Issue #546, opened 2026-07-15
Dashboard: use backend questionsanswered for past-call progress, retire the "has a score" proxy


voidspooks:
## Context

ztmf-ui#537 fixed the "past data call shows `0/40 Not updated`" bug on the Home dashboard. Because the backend had no real completion field at the time, that fix (PR #542) leans on a proxy: for a past call it shows a binary neutral **Complete** chip whenever the system **has a score** for that call.

The backend follow-up (ztmf#435 / PR ztmf#437) adds a real field to `GET /scores/progress`:

- **`questionsanswered`** — distinct applicable functions that have an answer row in that data call, regardless of whether they were touched this cycle. This is the answered/total a *closed* call needs. Carried-forward answers count here.
- `questionsupdated` is now derived from persisted `scores.status` (genuinely saved this cycle) rather than the events audit log; it stays the active-call numerator.

Once ztmf#437 ships, the frontend can retire the "score present ⇒ complete" proxy and render a real completion count for past calls.

## What to do

1. Add `questionsanswered: number` to the `ScoreProgress` type (`src/types.ts`).
2. In the past-call branch of `ProgressCell` (`src/views/FismaTable/progressColumn.tsx`), replace the `hasScore` proxy with the real field — render `questionsanswered / questionsexpected` for a past call instead of the binary Complete chip.
3. Keep the `isCurrentCall` gating from #542 as-is. Active calls still use `questionsupdated` (Updated / Not updated); past calls use `questionsanswered`. The framing decision stays; it just drives a real number now.
4. Update tests (`progressColumn.test.tsx`) and drop the now-unused `hasScore` plumbing if nothing else needs it.

## Open question (decide before implementing)

Do we want the richer fraction on a past call (`38/40`, distinguishes fully- from partially-answered historical calls), or keep the binary **Complete** chip (now backed by `questionsanswered > 0` / `=== questionsexpected` instead of the score proxy)? Mack/Daniel chose binary originally only because there was no field to do better — now there is. This decides how much of the past-call branch changes.

## Dependencies

- Blocked on **ztmf#437** being merged **and deployed** — the API must actually return `questionsanswered` before this can be wired.

## Acceptance criteria

- Past-call progress reflects `questionsanswered` from the API, not the "has a score" proxy.
- Active-call chip is unchanged (still `questionsupdated`, Updated / Not updated).
- The `0/0` N/A case and the Zero Trust Score column are unchanged.
[...]

PR #690, opened 2026-08-10
fix(#289): restore SaaS pillars on historical data calls

costacalvin:
Part of CMS-Enterprise/ztmf-misc#289 — phase 1 of 2. Pairs with CMS-Enterprise/ztmf#546, **which must deploy first.**

## Problem

The SaaS pillar filter from #430 is not data-call-aware, so it hides Devices and Applications on **every** cycle, closed ones included. Those cycles collected all 40 questions and their answers still exist, so a historical SaaS questionnaire rendered 25 questions for a cycle that recorded 40, with no indication the other 15 existed — answered history the reader had no way to see.

## Change

**Filtering now starts at FY26 and applies to every cycle after it** (`src/utils/reducedPillarScope.ts`), gating the existing `filterPillarsForSystem` call in `QuestionnairePage` and `QuestionnareModal`.

A threshold, not "is this the latest call" — a latest-only gate would flip FY26 back to the full question set the moment FY27 opened, silently undoing the fix for a cycle already reported at 25. Later cycles qualify by deadline, never by `datacallid`, since ids are not chronological. Deliberately not "at or after the earliest FY26 deadline" either: an FY26 call mis-dated before a closed cycle would drag that cycle into scope. Mirrors `saasPillarScopeSQL` in #546. Every unknowable input falls back to the full set — showing an extra pillar only over-discloses to the form's author, while hiding one loses an answer.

● ● ●

:: What to produce ::
The answer is the records above restated word for word from their opening line through the line that holds "Once ztmf#437 ships, the", both included, and nothing else.

:: Output of the task ::
Issue #546, opened 2026-07-15
Dashboard: use backend questionsanswered for past-call progress, retire the "has a score" proxy


voidspooks:
## Context

ztmf-ui#537 fixed the "past data call shows `0/40 Not updated`" bug on the Home dashboard. Because the backend had no real completion field at the time, that fix (PR #542) leans on a proxy: for a past call it shows a binary neutral **Complete** chip whenever the system **has a score** for that call.

The backend follow-up (ztmf#435 / PR ztmf#437) adds a real field to `GET /scores/progress`:

- **`questionsanswered`** — distinct applicable functions that have an answer row in that data call, regardless of whether they were touched this cycle. This is the answered/total a *closed* call needs. Carried-forward answers count here.
- `questionsupdated` is now derived from persisted `scores.status` (genuinely saved this cycle) rather than the events audit log; it stays the active-call numerator.

Once ztmf#437 ships, the frontend can retire the "score present ⇒ complete" proxy and render a real completion count for past calls.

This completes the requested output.